## [Task requirements]
Write out exactly the lines from the start of the entries through the one that contains "The only exceptions", including both.
*** Opening Data section ***
PR #3, opened 2019-05-08
Installer CRD proto definition

ostromart:
Initial proto definition which is basically just a wrapper around values.yaml schematized in https://github.com/istio/operator/pull/2.
The only exceptions are:
- kubernetes resources are structured and defined in terms of k8s official protos
- component enablement and namespaces are structured by feature and component, per Istio building blocks and new installer charts.


smawson:
Quick question, why is this going into 1.1 release branch and not master?

ostromart:
Values.yaml v1.1 definitions are stable so first bunch of code going in will be against istio 1.1. I'll cherry pick many of these back into master.

linsun:
Sorry but what is the purpose of having operator release-1.1 branch?   I had thought it is for master and 1.2 only. :)

pkg/apis/istio/v1alpha1/istioinstaller_types.proto
```diff
@@ -0,0 +1,441 @@
...
+}
+
+// InstallerSpec defines the desired state of IstioInstaller.
+message InstallerSpec {
+    // Prefix added to all namespaces for any installed component.
+    string default_namespace_prefix = 5;
+
+    // Selection and configuration of core Istio features.
+    TrafficManagementFeatureSpec traffic_management = 25;
+    PolicyTelemetryFeatureSpec policy_telemetry = 26;
```
linsun: mentioned in the design doc... i prefer to separate the two given it is totally two different features for our users.

pkg/apis/istio/v1alpha1/istioinstaller_types.proto
```diff
@@ -0,0 +1,441 @@
...
+    // Selects whether traffic management is installed.
+    // Must be enabled to enable any sub-component.
+    google.protobuf.BoolValue enabled = 1;
+    // Namespace that all traffic management components are installed into.
+    string namespace = 2;
+
+    // Component specific config.
+    PilotComponentSpec pilot = 30;
+    ProxyComponentSpec proxy = 31;
+    SidecarInjectorComponentSpec sidecar_injector = 32;
```
linsun: side car injector isn't tied directly to traffic mgmt feature as you need side car injector for telemetry or mTLS without traffic mgmt.  Is this the right place?

pkg/apis/istio/v1alpha1/istioinstaller_types.proto
```diff
@@ -0,0 +1,441 @@
...
+}
+
+// Configuration options for the policy and telemetry feature.
+message PolicyTelemetryFeatureSpec {
+    // Default behavior of the sidecar for handling outbound traffic from the application.
+    enum OutboundPolicy {
```
linsun: why outbound policy for the mesh is configured under policy/telemetry feature spec?

pkg/apis/istio/v1alpha1/istioinstaller_types.proto
```diff
@@ -0,0 +1,441 @@
...
+    // Namespace that security components are installed into.
+    string namespace = 2;
+
+    // Enables MTLS for control plane.
+    // Will result in delays starting the pods while secrets are propagated, not recommended for tests.
+    google.protobuf.BoolValue control_plane_mtls = 13;
+
+    // Enables MTLS for service to service traffic.
+    google.protobuf.BoolValue data_plane_mtls = 14;
+
```
linsun: what about mTLS strict?  i feel that is the most important config for security.

pkg/apis/istio/v1alpha1/istioinstaller_types.proto
```diff
@@ -0,0 +1,441 @@
...
+    CitadelComponentSpec citadel = 20;
+    CertManagerComponentSpec cert_manager = 21;
+    NodeAgentComponentSpec node_agent = 22;
```
linsun: having these components spec here and the need for user to understand what each component is before they can configure things is hard to use imho and not much difference than what we offer from helm values today.

pkg/apis/istio/v1alpha1/istioinstaller_types.proto
```diff
@@ -0,0 +1,441 @@
...
+// InstallerSpec defines the desired state of IstioInstaller.
+message InstallerSpec {
+    // Prefix added to all namespaces for any installed component.
+    string default_namespace_prefix = 5;
+
+    // Selection and configuration of core Istio features.
+    TrafficManagementFeatureSpec traffic_management = 25;
+    PolicyTelemetryFeatureSpec policy_telemetry = 26;
+    SecurityFeatureSpec security = 28;
+    ConfigManagementFeatureSpec config_management = 29;
```
linsun: is this something we need to expose to users?  if galley is required for everything else to run and operate, what is the need to configure this?

pkg/apis/istio/v1alpha1/istioinstaller_types.proto
```diff
@@ -0,0 +1,441 @@
...
+message PilotComponentSpec {
+    CommonComponentSpec common = 1;
+
+    // Enables sidecar in the pilot pod.
+    google.protobuf.BoolValue sidecar = 10;
+}
+
+// Configuration options for the proxy.
+message ProxyComponentSpec {
+    CommonComponentSpec common = 1;
```
linsun: what value does this provide on top of side car injector spec?  can't user configure proxy as part of sidecar injector config?

pkg/apis/istio/v1alpha1/istioinstaller_types.proto
```diff
@@ -0,0 +1,441 @@
...
+    // k8s ImagePullPolicy setting for all containers.
+    // https://kubernetes.io/docs/concepts/containers/images/#updating-images
+
+    // k8s node affinity.
+    // https://kubernetes.io/docs/concepts/configuration/assign-pod-node/#affinity-and-anti-affinity
+    message NodeAffinity {
+        uint32 arch_amd64 = 1;
+        uint32 arch_s390x = 2;
+        uint32 arch_ppc64le = 3;
+    }
```
linsun: we also have rolling update strategy and pod affinity.

linsun: also, cpu/mem limit and requested values

ostromart:
This is 1.1 because we're starting with values.yaml v1.1 "schema". I'll cherry pick this and other PRs into master once v1.1 installation is mostly working.

pkg/apis/istio/v1alpha1/istioinstaller_types.proto
ostromart: The issue is that k8s resources and overlays are necessarily a component rather than feature concept. keep in mind that these are overrides over defaults - most users won't need to worry about this level of detail. 
The initial API did in fact migrate out all the values.yaml configuration into a structured API, but the review feedback  was that the Istio config part was going into component CRDs and therefore shouldn't be a part of this installation API. 
Se the idea here is to keep values.yaml but provide an alternative API just for that parts that will not go into the future CRDs i.e. k8s level stuff.
Having said that, we may want to revisit this path and consider only using values.yaml only under the hood rather than exposing directly, and go back to the initial proposal for a complete API replacement of values.yaml.

pkg/apis/istio/v1alpha1/istioinstaller_types.proto
ostromart: Sidecar component config deals with just sidecar resources i.e. the part that's doing the injecting, not proxy.

pkg/apis/istio/v1alpha1/istioinstaller_types.proto
ostromart: afaik galley is optional. This is an override API so there's no requirement to set any of these components if the defaults work.

pkg/apis/istio/v1alpha1/istioinstaller_types.proto
ostromart: I'm ok with splitting them up but I'd like to hear from @smawson as this is something that came out of early reviews.

pkg/apis/istio/v1alpha1/istioinstaller_types.proto
ostromart: It seemed like the least worst place to put it, as it clearly doesn't belong with any other feature. We could create a feature specifically for the injector I suppose.

pkg/apis/istio/v1alpha1/istioinstaller_types.proto
ostromart: So firstly I have to contradict myself a bit about an earlier statement that all non-k8s Istio config would still go through values.yaml. I think even in that case there may be some very coarse "feature selection" knobs that may be good to expose, even though the user could set that directly through values.yaml. These are the sort of knobs that 80% of installs may consider changing and this seems like a good match for that. 
As to why it's PolicyTelemetry rather than just Policy, if these are split again it would go into Policy feature.

pkg/apis/istio/v1alpha1/istioinstaller_types.proto
ostromart: That's exactly what this is. The documentation is misleading here and in the values.yaml description, I'll update it.

pkg/apis/istio/v1alpha1/istioinstaller_types.proto
ostromart: requests/limits are already under Resources above. 
Added k8s Affinity which takes care of both pod and node [anti-]affinity.

ostromart:
After more discussion, istio-installer is probably stable enough to start using now. In that case, going straight to master and we'll start working against 1.2 immediately.

pkg/apis/istio/v1alpha1/istioinstaller_types.proto
ostromart: Checked with Sven, he's ok with it, done.

pkg/apis/istio/v1alpha1/istioinstaller_types.proto
rcernich: @ostromart, I agree with @linsun, if we're promoting a biased install (which I think we should, 80/20 rule), then mcp should be default, which means using galley.  That said, there should be a place to allow for whatever customization might be included in the 80%.

pkg/apis/istio/v1alpha1/istioinstaller_types.proto
```diff
@@ -0,0 +1,461 @@
...
+    SecurityFeatureSpec security = 28;
+    ConfigManagementFeatureSpec config_management = 29;
+
+    // Ingress/egress gateway installation and configuration.
+    repeated IngressGatewaySpec ingress_gateway = 30;
+    repeated EgressGatewaySpec egress_gateway = 31;
+
+    // List of external operators that will be installed (but not managed)
+    // by the IstioInstaller e.g. prometheus, grafana, kiali.
+    repeated OperatorSpec external_operators = 50;
```
rcernich: I think this is a slippery slope.  I don't think we should be doing anything with external operators, but should instead have some validation that rejects CRs if they would require a CRD supported by an external operator that hasn't been installed.  Using something like OLM would be a better option here.

pkg/apis/istio/v1alpha1/istioinstaller_types.proto
rcernich: Should this be part of the security spec?  Should it apply globally, or is it intended that certain components would override global defaults?

pkg/apis/istio/v1alpha1/istioinstaller_types.proto
rcernich: I think it would be better if we could separate the functional details from resourcing requirements.  While that might be a bit messier from a configuration structure, I think separation is beneficial.  For the work we've been doing with maistra, we've started to use a simple config for features, with a small defaultResources setting, which allows for a better ootb experience on developer machines (things like grafana can be resource hogs).

pkg/apis/istio/v1alpha1/istioinstaller_types.proto
```diff
@@ -0,0 +1,461 @@
...
+
+    CitadelComponentSpec citadel = 20;
+    CertManagerComponentSpec cert_manager = 21;
+    NodeAgentComponentSpec node_agent = 22;
+}
+
+// Configuration options for configuration management feature.
+message ConfigManagementFeatureSpec {
+    // Selects whether security feature is installed. Must be set for any sub-component to be installed.
+    google.protobuf.BoolValue enabled = 1;
```
rcernich: see comments above, i think this should always be enabled for any install.

pkg/apis/istio/v1alpha1/istioinstaller_types.proto
rcernich: is there a reason to separate those concerns?  maybe sidecar injector should be part of proxy config?

pkg/apis/istio/v1alpha1/istioinstaller_types.proto
```diff
@@ -0,0 +1,461 @@
...
+    VersionStatus policy_telemetry = 2;
+    VersionStatus security = 3;
+    VersionStatus config_management = 4;
+
+    repeated VersionStatus ingress_gateway = 5;
+    repeated VersionStatus egress_gateway = 6;
+}
+
+// Mirrors k8s.io.api.core.v1.ResourceRequirements for unmarshaling.
+message Resources {
```
rcernich: if it mirrors it, would it not be better to simply embed the upstream type directly?  shallower learning curve if they're the same.

pkg/apis/istio/v1alpha1/istioinstaller_types.proto
```diff
@@ -0,0 +1,461 @@
...
+    string externalTrafficPolicy = 11;
+}
+
+// OperatorConfig defines a config used to install an external operator.
+message OperatorSpec {
+    // manifest_path is the URL for the operator install manifest.
+    string manifest_path = 1;
+
+    // namespace is the namespace the operator manifest and CR are installed into.
+    string namespace = 2;
```
rcernich: isn't it more natural to install in the same namespace as the CR?

pkg/apis/istio/v1alpha1/istioinstaller_types.proto
```diff
@@ -0,0 +1,461 @@
...
+
+    // spec is the initial CR for the operator.
+    k8sObjectOverlay spec = 100;
+}
+
+// Patch for an existing k8s resource.
+message k8sObjectOverlay {
```
rcernich: This seems like it could really bloat the CR.

Is there a benefit to using an overlay vs customized templates?  If the idea is to save users from modifying the templates, is there a way the overlays could be added to the templates and applied automatically if they exist (e.g. maybe an overlays folder alongside the templates folder in the chart directory).

I'm still having a hard time understanding the value proposition here.

pkg/apis/istio/v1alpha1/istioinstaller_types.proto
ostromart: Policy is related to security but is its own thing in Istio and traffic policy is a part of that. It's global in the sense that it applies to all sidecars in the mesh and I don't think it makes sense to override this in the installer at least. Istio does provide config knobs to shape policy with finer granularity.

pkg/apis/istio/v1alpha1/istioinstaller_types.proto
ostromart: Resourcing must be tied to components so I'm interpreting the comment as suggesting splitting the components from the features. The reason we probably don't want to do that is that components are logically grouped so they can easily share a namespace (and enablement) and all the policy control associated with the feature/namespace. We want to be able to control all that at feature level, with the ability to override per component.

pkg/apis/istio/v1alpha1/istioinstaller_types.proto
ostromart: This schema is both for the base spec and override spec. We're free to put whatever defaults we want into the base spec and assign base specs to profiles. 
Users would use the same schema to optionally override the base spec values. We can (and do) make galley/MCP on by default in most profiles so unless user explicitly turns it off it will be there.

pkg/apis/istio/v1alpha1/istioinstaller_types.proto
ostromart: Yes, they are completely different components. Proxy config deals with the sidecar proxy on user pods (e.g. how much memory to allocate to proxy). Sidecar injector config deals with the resources for the sidecar so the resource settings would apply to the sidecar injector pods.

pkg/apis/istio/v1alpha1/istioinstaller_types.proto
ostromart: What is OLM? This is just an install passthrough, the use case is to just install an external operator (e.g. prometheus for demo) and defer control of it to that sub-operator. There's no interaction with the Istio operator, it's just a convenience so we don't keep maintaining add on config in Istio for demo purposes.

pkg/apis/istio/v1alpha1/istioinstaller_types.proto
ostromart: It would be enabled in most of the base spec profiles.

pkg/apis/istio/v1alpha1/istioinstaller_types.proto
ostromart: The problem is that k8s protos have their own unmarshaler which doesn't extend to just plugging in these types into it. It's copied here so that standard jsonpb unmarshaler works and k8s APIs are preserved.
I was able to link to k8s definitions in some cases but not all due to weirdness in unmarshaling.

pkg/apis/istio/v1alpha1/istioinstaller_types.proto
ostromart: As which CR? This is for both the operator and its CR so I think this is already doing what you're suggesting?

pkg/apis/istio/v1alpha1/istioinstaller_types.proto
ostromart: Yes, we want to avoid customizing the templates. I don't follow what you mean by adding overlays to the templates - it seems pretty complex and I think overlays are a user customization so it's easier to apply them to the rendered output than the templates. We as developers will continue to work with the templates, but hopefully less since this mechanism allows users to do customizations without asking us to add parameters to the templates.
Take a look at the overlay example I provided in the header - we're looking for a really simple mechanism to override values that previously required template parameter additions.

pkg/apis/istio/v1alpha1/istioinstaller_types.proto
morvencao: So the external operator spec here is just to keep track of sub-operators, Istio operator won't have logic to handle CR of sub-operators.

pkg/apis/istio/v1alpha1/istioinstaller_types.proto
```diff
@@ -0,0 +1,585 @@
...
+    repeated OperatorSpec external_operators = 50;
+
+    // Global k8s defaults. Can be overridden per component.
+    KubernetesResourcesSpec k8s_defaults = 80;
+
+    // URL for the base spec. e.g.
+    //   istio-auth.yaml (looks in default dir)
+    //   file://var/istio/install/values/custom/custom-install.yaml
+    // Uses compiled in default install spec by default.
+    string base_spec_path = 100;
```
morvencao: I thought the default spec should be in install package, while the custom spec is generated by the other fields.

pkg/apis/istio/v1alpha1/istioinstaller_types.proto
```diff
@@ -0,0 +1,585 @@
...
+}
+
+// Configuration options for the policy enforcement component.
+message PolicyComponentSpec {
+    CommonComponentSpec common = 1;
+}
+
+// Configuration options for the telemetry component.
+message TelemetryComponentSpec {
+    CommonComponentSpec common = 1;
```
morvencao: I'm not sure if we need `loadshedding` in `TelemetryComponentSpec` , it's a telemetry specific parameter.

pkg/apis/istio/v1alpha1/istioinstaller_types.proto
```diff
@@ -0,0 +1,585 @@
...
+    google.protobuf.BoolValue data_plane_mtls_strict = 14;
+
+    CitadelComponentSpec citadel = 20;
+    CertManagerComponentSpec cert_manager = 21;
+    NodeAgentComponentSpec node_agent = 22;
+}
+
+// Configuration options for configuration management feature.
+message ConfigManagementFeatureSpec {
+    // Selects whether security feature is installed. Must be set for any sub-component to be installed.
```
morvencao: Nit: should be `config management`, instead of `security`

pkg/apis/istio/v1alpha1/istioinstaller_types.proto
knrc: Operators should not be tracking other operators, that is the job of other tools such as the Operator Lifecycle Manager.  The operator should only be concerned with Custom Resources monitored by any dependent operators.

pkg/apis/istio/v1alpha1/istioinstaller_types.proto
```diff
@@ -0,0 +1,585 @@
...
+import "github.com/gogo/protobuf/protobuf/google/protobuf/wrappers.proto";
+
+/*
+IstioInstall is a schema for both defining and overlaying Istio control plane installations.
+The Istio operator uses a compiled-in InstallSpec as default installation values, along with compiled-in install charts.
+Running the operator with an empty user defined InstallSpec results in an installation with default values, using the
+default charts.
+
+The simplest install specialization is to point the user InstallSpec baseValuesPath to a different values file, for
+example an Istio auth installation, which will use the values associated with the auth installation profile for Istio.
```
linsun: Can I assume I can use a service profile here?  Nit to help user easier understand this - I think it makes sense to refer to one of our supported profile like mTLS strictly enforced profile or minimal profile.

linsun: Reading it closer, I think that is your intention, it just was not aligned well with our terminologies:  https://istio.io/docs/setup/kubernetes/additional-setup/config-profiles/

pkg/apis/istio/v1alpha1/istioinstaller_types.proto
```diff
@@ -0,0 +1,585 @@
...
+
+k8s API: this API is a pass through to k8s resource settings for Istio k8s resources. It allows customizing Istio k8s
+resources like Affinity, Resource requests/limits, PodDisruptionBudgetSpec, Selectors etc. in a more consistent and
+k8s specific way compared to values.yaml. See KubernetesResourcesSpec in this file for details.
+
+2. values.yaml
+
+The entirety of values.yaml settings is accessible through InstallSpec. They are included for backward compatibility,
+but also because many of the values will be moved to configuration CRs that are consumed directly by Istio components
+rather than being install time parameters. The only remaining fields will be k8s resource settings which will be
```
linsun: This last sentence is confusing.... I think it is confusing to make "will" statement in the future.  It is not clear why the k8s resource settings will be remaining fields in values.yaml if they are moved to k8s resources API.

pkg/apis/istio/v1alpha1/istioinstaller_types.proto
```diff
@@ -0,0 +1,585 @@
...
+EXAMPLES
+
+1. Default Istio install
+
+spec: ~
+
+2. Default remote profile install
+
+spec:
+  baseSpecPath: istio-remote.yaml
```
linsun: you mean values-istio-remote.yaml here?

pkg/apis/istio/v1alpha1/istioinstaller_types.proto
```diff
@@ -0,0 +1,585 @@
...
+  config_management:
+    namespace: istio-config-management
+  security:
+    citadel:
+      namespace: istio-citadel
+    cert_manager:
+      namespace: istio-cert-manager
+    node_agent:
+      namespace: istio-node-agent
+
```
linsun: This is nice!

pkg/apis/istio/v1alpha1/istioinstaller_types.proto
```diff
@@ -0,0 +1,585 @@
...
+      - global.proxy.enableCoreDump: true
+      - global.proxy.dnsRefreshRate: 10s
+
+7. Default install with modification to container flag in galley
+
+spec:
+  configuration_management:
+    galley:
+      k8s:
+        overlays:
```
linsun: why overlays here?

linsun: is it for overwrite?

linsun: so is the intention here you can use valuesOverrides to override values that can be configured via helm value, then use yaml style overrides to overwrite yaml blobs?

pkg/apis/istio/v1alpha1/istioinstaller_types.proto
```diff
@@ -0,0 +1,585 @@
...
+// InstallSpec defines the desired state of IstioInstaller.
+// The spec is a used to define a customization of the default values that are supplied with an Istio charts release.
+// It is grouped at the top level by feature, where behavior of Istio functional areas is specified.
+// Each feature contains components, where k8s resource level defaults can be overridden.
+// Because the spec is a customization API, specifying an empty InstallSpec results in a default Istio installation.
+message InstallSpec {
+    // Prefix added to all namespaces for any installed component.
+    string default_namespace_prefix = 5;
+
+    // Selection and configuration of core Istio features.
```
linsun: Perhaps add: if you don't specify any feature, the default will be used.

pkg/apis/istio/v1alpha1/istioinstaller_types.proto
linsun: we may want to leave out external_operator since it is confusing why user needs to specify istio operator isn't managing it.

pkg/apis/istio/v1alpha1/istioinstaller_types.proto
linsun: I have the same q.

pkg/apis/istio/v1alpha1/istioinstaller_types.proto
linsun: I think we should move sidecar injector out of traffic management as it is not directly related.  You can use side car injector when you are not using traffic management.

pkg/apis/istio/v1alpha1/istioinstaller_types.proto
linsun: I think outbound policy should be in traffic management feature, after all configuring outbound policy is for traffic management, unless this outbound policy is specific to the mixer policy pod/service.

costinm:
Afaik the current proposal is to dedup mesh config and values.yaml - so
this should go inside mesh config.

pkg/apis/istio/v1alpha1/istioinstaller_types.proto
```diff
@@ -0,0 +1,585 @@
...
+        // Outbound traffic to unknown destinations will be allowed, in case there are no
+        // services or ServiceEntries for the destination port
+        ALLOW_ANY = 0;
+        // Restrict outbound traffic to services defined in the service registry as well
+        // as those defined through ServiceEntries
+        REGISTRY_ONLY = 1;
+    }
+
+    // If set, allows traffic in cases when the mixer policy service cannot be reached.
+    google.protobuf.BoolValue policy_check_fail_open = 10;
```
linsun: can user also configure disable policy check? that seems the most important config for mixer policy.

linsun: for example, in 1.1, we have mixer policy enabled by default but disable policy check enabled by default.

pkg/apis/istio/v1alpha1/istioinstaller_types.proto
linsun: Thx for the update, makes sense now.  could we use consistent naming? control_plane_mtls -> control_plane_mtls_strict or change data_plane_mtls_strict to data_plane_mtls?   IMHO, strict is our impl detail, people expect mtls to be mtls enforced.

pkg/apis/istio/v1alpha1/istioinstaller_types.proto
linsun: @rcernich do you have some example yamls for separating the functional details from resourcing requirements?  I think that will help unclutter things and not exposing our impl details to users who only care about function or feature configuration.

pkg/apis/istio/v1alpha1/istioinstaller_types.proto
```diff
@@ -0,0 +1,585 @@
...
+
+    // Namespace that security components are installed into.
+    string namespace = 2;
+
+    GalleyComponentSpec galley = 20;
+}
+
+// Configuration options for the pilot component.
+message PilotComponentSpec {
+    CommonComponentSpec common = 1;
```
linsun: why is only pilot using CommonComponentSpec?

pkg/apis/istio/v1alpha1/istioinstaller_types.proto
rcernich: Okay, my comment was directed toward the organization of security related concerns.  If users are more familiar with configuring this in the context of mixer policy, then having it here is probably best.  Given that, would it make more sense to change "security" to certificate management?  Other than certs, it seems security related features are configured in the context of policy.

pkg/apis/istio/v1alpha1/istioinstaller_types.proto
rcernich: I actually don't and based on @ostromart's last comment, maybe what I was thinking is less useful.  I do think it's beneficial to segregate resourcing configuration from feature configuration, but maybe that can be done by simply having something like "ResourceConfig" as part of each section.  The only details within that section would be things like resource limits, node selectors, autoscaling details, etc.

A generic mock up:
```yaml
componentA:
  featureA:
    ...
  operationalConfig:
    resourceRequirements:  # k8s ResourceRequirements
    podDisruptionBudget:  # k8s PodDisruptionBudget
    autoScaling: # things like min/max replicas, target cpu utilization, etc.
    nodeSelector: # map of label->value

operationalConfig: # same as above, but global defaults, applied when no component.operationalConfig is specified.
```

The above is a crude example and assuming one deployment resource per component, but hopefully, it conveys the general idea.

pkg/apis/istio/v1alpha1/istioinstaller_types.proto
rcernich: I guess the question is: should we allow users to disable mcp in a k8s installation?  Unless the answer is, yes, most users disable it, then I think the only thing we need this for is to allow users to set "operationalConfig" for galley.  If they need to disable mcp/galley, then they use the "harder" mechanism of overriding it via raw values.yaml.

pkg/apis/istio/v1alpha1/istioinstaller_types.proto
rcernich: Sorry, what I was implying was that configuration of proxy would include enabling/disabling and configuration of sidecar injector as well, since sidecar injector injects a proxy into user pods.  This would allow all proxy related configuration to be in a single place.

pkg/apis/istio/v1alpha1/istioinstaller_types.proto
rcernich: I think for simplicity, we should just focus on managing the installation of the istio control plane.  Longer term, I suspect downstream users/adopters might create custom operators which manage and installation that includes istio, kiali, etc.

If the control plan has a hard dependency on prometheus, then, as @knrc mentioned, we should rely on something else to manage the operator dependencies, and the istio operator should be installing whatever CR is required by that operator.  If no operator management system is being used, it would fall upon the user to ensure that the required operators are installed.

pkg/apis/istio/v1alpha1/istioinstaller_types.proto
rcernich: Could you please explain: this is for both the operator and its CR?  I suspect I'm missing a critical detail in how this is intended to be used.

pkg/apis/istio/v1alpha1/istioinstaller_types.proto
ostromart: My point here is yes, it's traffic management and yes, it's security, but in this case this is policy setting. Policy feature covers aspects of security and traffic management. 
It does happen to be implemented in mixer policy pod/service, but even conceptually I think this belongs in the policy feature group.

pkg/apis/istio/v1alpha1/istioinstaller_types.proto
rcernich: Here's what I meant regarding overlays and templates.

Take the typical helm structure:
```yaml
base-chart:
  templates: # templates for the main chart
  - resource.yaml # a template for some resource, e.g. deployment maybe
  charts: # directory containing subcharts
    subchart-1: # some subchart
      templates:  # templates for subchart-1
      - resource.yaml # a template for some resource
```

Could we modify that so we have something like:
```yaml
base-chart:
  templates: # templates for the main chart
  - resource.yaml # a template for some resource, e.g. deployment maybe
  overlays: # kustomize overlays for main chart
  - overlay.yaml # some overlay to be applied
  charts: # directory containing subcharts
    subchart-1: # some subchart
      templates:  # templates for subchart-1
      - resource.yaml # a template for some resource
      overlays: # kustomize overlays for subchart-1
      - overlay.yaml # some overlay to be applied
```

This would save users from having to describe pathing, etc. for overrides, etc.  Even if the user just specified a base directory that mirrored the above layout for just the overlays, I think that would be easier to manage.

Another alternative would be to have users layout files in a manner that is identical to kustomize, then just point to that directory.  This would allow you to point users to that documentation, saving them from having to learn the "custom" istio way.

pkg/apis/istio/v1alpha1/istioinstaller_types.proto
ostromart: No, because it's not values.yaml format, but values.yaml wrapped in InstallSpec. The operator profile will include values.yaml but also other settings in the new CRD format in this proto file. Changed this to minimal to be more clear.

pkg/apis/istio/v1alpha1/istioinstaller_types.proto
ostromart: Thanks Lin. One of the aims with this API is to be super clean and minimal especially for the 80% - if you have any thoughts along those lines, let me know.

pkg/apis/istio/v1alpha1/istioinstaller_types.proto
ostromart: yes, exactly.

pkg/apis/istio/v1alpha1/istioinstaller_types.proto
*** Closing Data section ***
## [Expected answer]
PR #3, opened 2019-05-08
Installer CRD proto definition

ostromart:
Initial proto definition which is basically just a wrapper around values.yaml schematized in https://github.com/istio/operator/pull/2.
The only exceptions are:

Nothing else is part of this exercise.